Here is a test case generator for the given problem statement, which generates the N-th Lucas number:

```python
import random

def tcgen():
    N = random.randint(1, 86)
    return N

# Example Usage
if __name__ == "__main__":
    N = tcgen()
    print(N)
```

### Explanation:

1. **N Generation**: The generator function `tcgen()` generates a random integer \( N \) within the given constraint \( 1 \leq N \leq 86 \). This range is ensured using `random.randint(1, 86)`.
2. **Output**: The function returns the randomly generated \( N \).

### Example Usage:

When you call `tcgen()`, it will produce a random \( N \). For example:

```python
N = tcgen()
print(N)
```

This will print a random integer \( N \) within the range \([1, 86]\), suitable for testing the problem of finding the N-th Lucas number.

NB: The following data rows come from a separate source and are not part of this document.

PR #256, opened 2019-05-17
Add an external script to conda-package planar_hex

xylar:
In #248, `planar_hex` was moved into the conda-package for MPAS-Tools.  However there is also a need for an external version of the tool.  This PR adds a stub script called planar_hex that calls the code in the conda package.  (The stub script is copied from a conda environment and is the same approach used to access entry points into python packages used elsewhere.)

### DIFF
--- a/mesh_tools/planar_hex/mpas_tools
+++ b/mesh_tools/planar_hex/mpas_tools
@@ -1,0 +1,1 @@
+../../conda_package/mpas_tools/
--- a/mesh_tools/planar_hex/planar_hex
+++ b/mesh_tools/planar_hex/planar_hex
@@ -1,0 +1,11 @@
+#!/usr/bin/env python
+
+# -*- coding: utf-8 -*-
+import re
+import sys
+
+from mpas_tools.planar_hex import main
+
+if __name__ == '__main__':
+    sys.argv[0] = re.sub(r'(-script\.pyw?|\.exe)?$', '', sys.argv[0])
+    sys.exit(main())


xylar:
@matthewhoffman, could you see if this works for you?

xylar:
@matthewhoffman, my preferred way of having `planar_hex` used would be for you to either use the `compass_py3.7` environment that I set up on IC:
```
source /usr/projects/climate/SHARED_CLIMATE/anaconda_envs/base/etc/profile.d/conda.sh
conda activate compass_py3.7
```
or if there are packages you need that aren't in that environment, include `mpas_tools` in your own conda environment:
```
conda create -n my_awesome_env -c conda-forge python=3.7 mpas_tools numpy scipy netcdf4 ...
conda activate my_awesome_env
```

But I think it makes sense to have the option to just run `planar_hex` it out of the repo for those with a different (dare I say outdated) workflow.

matthewhoffman:
@xylar , thanks for addressing this.  Frankly, I'd be ok with moving to the conda env approach to using tools in a workflow - I just need to get myself up to speed on that.    I'm curious about why this tool ended up in the conda directory whereas all the others are still standalone scripts, but I can probably wait until next time I see you to get the explanation.

xylar:
>  I'm curious about why this tool ended up in the conda directory whereas all the others are still standalone scripts, but I can probably wait until next time I see you to get the explanation.

I'd personally move all the tools to the package but I don't feel like I "own" any of them but the ones I wrote recently.  I figured `planar_hex` as new enough that no one had really had time to work it into their workflows, whereas others would take awhile before the conda environment was the primary way that they're used.  I essentially gutted a lot of the ocean tools and just left stub scripts behind, a bit like what I've now done for `planar_hex` but that approach is clumsy and it's better if people know to look in the conda package instead.  Ideally, I'd like to do the same with land-ice tools but the only think that's really required is converting them to python 3.

xylar:
@matthewhoffman, could you test and approve this at your convenience so I can merge it?

xylar:
Great, thanks for trying it out and for the helpful discussion.

PR #257, opened 2019-05-29
Merge Split tool; an addition to PR #252

jhkennedy:
PR #252 introduces a mesh merge tool. Here, we add a `split_grids.py` tool which can be used to reverse the process. I've tested it with the `aisgis20km.20190326.nc` (create via `merge_grids.py`) and am able to reproduce exactly the `ais20km.150910.nc` and `gis20km.150922.nc` meshes.


jhkennedy:
@matthewhoffman and @xylar I can't suggest reviewers for this PR, but you'll both definitely want to look it over. 

@matthewhoffman Of particular interest to #252 , if you add a `merge_point` global attribute like so: 

```py
fout.merge_point = json.dumps({'nCells': nCells1, 
                               'nEdges': nEdges1, 
                               'nVertices': nVertices1})
```
this tool can automatically split the grids back out. 

Also, because of [this bit](https://github.com/MPAS-Dev/MPAS-Tools/pull/252/files#diff-a9ab7154d1f6de62c1a2355b74f217e6R62) in `merge_grids.py` :

```py
maxEdges = max(len(f1.dimensions['maxEdges']), len(f2.dimensions['maxEdges']))
```
I won't be able to get exactly the same `maxEdges` as before if they differed. The `merge_point` spec above could be amended to include that info and then I should be able to completely specify it.

jhkennedy:
Also, the is a little bit of boilerplate in `split_grids.py` so that it could be used progromatically like:

```py
# Assuming it's on the python path...
import split_grids
arg_list = ['in.nc', '-1', 'out1.nc', '-2', 'out2.nc']
split_grids.main(arg_list)
```

jhkennedy:
Also, also, I can put the `merge_point` attribute in `merge_grid.py` and similar boilerplate so it can be used programmatically, but I don't want to make changes to `merge_grid.py` until #252 is merged in so this PR diff shows those changes.

matthewhoffman:
@jhkennedy , this looks great.  I'll prioritize finishing #252 so that your PR can get finished!

matthewhoffman:
@jhkennedy , I merged #252 after some minor revisions, including adding the merge_point data, so you can go ahead and rebase this PR and make the additional changes you wanted to make.  They sound good to me.  Feel free to edit the structure of the merge_point attribute as needed/desired.

xylar:
@jhkennedy, this is  nice feature.  I would personally handle the case where you want to import this and call it as a function a little differently.  Namely, I would want to be able to do something like:
```python
# Assuming it's on the python path...
from split_grids import split_grids
split_grids(infile='in.nc', outfile1='out1.nc', outfile2='out2.nc')
```
with normal python kwargs type syntax.  Then, you could assume your `main()` only gets called when the function is run as a script and parse arguments there before calling `split_grids()`.  Obviously, this is a question of taste but I don't think the list of command-line arguments getting passed to main is very convenient or intuitive when importing and calling the `main()` function directly.

xylar:
Also, should these merge and split tools be added to the conda package? If so, maybe another PR is the right place to add them.

jhkennedy:
@xylar you're right, that's a much better API, I'll make that change. And yeah, at least the split_mesh's tool I'd like in the conda package as I expect one or all of Processflow, LIVVkit, and MPAS-Analysis would take advantage of it when looking at ice sheet SMB (at least for the time being until multiple ice sheets are able to run in E3SM).

As for doing conda here, or in another PR, I think that's up to you and the other MPAS-Tools devs; it doesn't matter to me either way.

xylar:
Okay, in that case I'd suggest you add both the merging and splitting tools to the conda package here.  How you do that it up to you.  With some tools I've been integrating them as entry points into:
https://github.com/MPAS-Dev/MPAS-Tools/tree/master/conda_package/mpas_tools
For others, I've been leaving them in place for legacy reasons, but just as a stub that calls into functions that are part of the python package, see these examples:
https://github.com/MPAS-Dev/MPAS-Tools/tree/master/ocean/coastline_alteration

I then copy these scripts into subdirectories of `conda_package` during the conda-forge build:
https://github.com/MPAS-Dev/MPAS-Tools/blob/master/conda_package/recipe/build.sh#L6
and add them as scripts to `setup.py`:
https://github.com/MPAS-Dev/MPAS-Tools/blob/master/conda_package/setup.py#L31-L40
which is obviously kind of a cluge.

I'm more than happy to hear your feedback on other aspects of the conda package (which is still messy and kind of a work in progress), but maybe better to keep that as a separate issue or PR.

mesh_tools/merge_split_meshes/split_grids.py
```diff
@@ -0,0 +1,235 @@
...
+            slice2 += (slice(0, maxEdges[1]*2),)
+        else:
+            slice1 += (slice(None),)
+            slice2 += (slice(None),)
+
+    return slice1, slice2
+
+
+# NOTE: Python 2 and 3 string fun conflicting with NC_CHAR vs NC_STRING, see:
+#       https://github.com/Unidata/netcdf4-python/issues/529
```
xylar: Pain in the a$$!

matthewhoffman:
In py2.7 I got this error:
```
Traceback (most recent call last):
  File "./merge_grids.py", line 217, in <module>
    arguments = parse_args()
  File "./merge_grids.py", line 29, in parse_args
    return parser.parse_intermixed_args(args)
AttributeError: 'ArgumentParser' object has no attribute 'parse_intermixed_args'
```
but it sounds like we should no longer worry about supporting py2.7, so that's ok.  @xylar , do you agree?

jhkennedy:
@matthewhoffman ah yeah, I've not tested yet with python 2. @xylar should we support 2? If so, I can switch it to `parse_args` -- the only difference being the options must come before the required args in that case.

jhkennedy:
@matthewhoffman Thanks! I'm making some changes to move these scripts into the conda package as well

xylar:
@jhkennedy and @matthewhoffman, I don't think this PR is the right one to use to drop python 2.7 support.  I agree that's the direction we're moving but so far we have no python 3 only scripts and many python 2 only scripts.  I would say everything needs to support both at least a little while longer.

xylar:
> many python 2 only scripts

These are only *outside* of the package, but the package gets build on conda-forge as noarch so people might assume it supports python 2.7.

conda_package/docs/api.rst
```diff
@@ -14,7 +14,7 @@ MPAS mesh tools
 .. autosummary::
    :toctree: generated/
 
-   make_periodic_planar_hex_mesh
+   make_planar_hex_mesh
```
xylar: Oops, thanks!

conda_package/mpas_tools/__init__.py
```diff
@@ -1,2 +1,2 @@
-__version_info__ = (0, 0, 1)
+__version_info__ = (0, 0, 2)
```
xylar: Again, oops, thanks!

jhkennedy:
@matthewhoffman and @xylar, I've moved `merge_grids` and `split_grids` into the conda package and left a symbolic link to them in `/mesh_tools/merge_split_meshes/` so that they can be used from there without having to install the conda package. Also, I've now tested with both python 2.7 and 3.7, so it should be compatible. 

Unless you see anything else, I think it's ready!

xylar:
Yep, still looks good to me.  @matthewhoffman, merge when you're ready.

xylar:
@matthewhoffman, is this ready to merge in your view?  If so, I would like to include it in v0.0.3 of the conda package.

xylar:
No need to worry about testing the conda package, just the "standalone" functionality.  I will test the conda package in #261 and make changes there if necessary.

matthewhoffman:
@xylar , yes this is good - I've merged it so it will be included in the conda update.

PR #259, opened 2019-06-13
Fix writing of pvd files in the paraview extractor

### LINKED ISSUE #258: paraveiw extractor producing empty pvd files
I haven't had time to investigate this further but it seems like either recent changes or the use of python 3 has led to the extractor producing empty pvd files.  This needs to be fixed!

xylar:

To actually compute the N-th Lucas number for verification or further testing, you can use the following function:

```python
def nth_lucas_number(N):
    if N == 0:
        return 2
    elif N == 1:
        return 1
    else:
        L0, L1 = 2, 1
        for _ in range(2, N + 1):
            L_next = L0 + L1
            L0, L1 = L1, L_next
        return L1

# Example Usage
if __name__ == "__main__":
    N = tcgen()
    print("Generated N:", N)
    print("N-th Lucas Number:", nth_lucas_number(N))
```

### Explanation of the Lucas Number Calculation:

1. **Base Cases**: For \( N = 0 \) and \( N = 1 \), the Lucas numbers are 2 and 1, respectively.
2. **Iterative Calculation**: For \( N \geq 2 \), the Lucas number is calculated iteratively using the relation \( L_i = L_{i-1} + L_{i-2} \).

This will generate the required Lucas number for the given \( N \).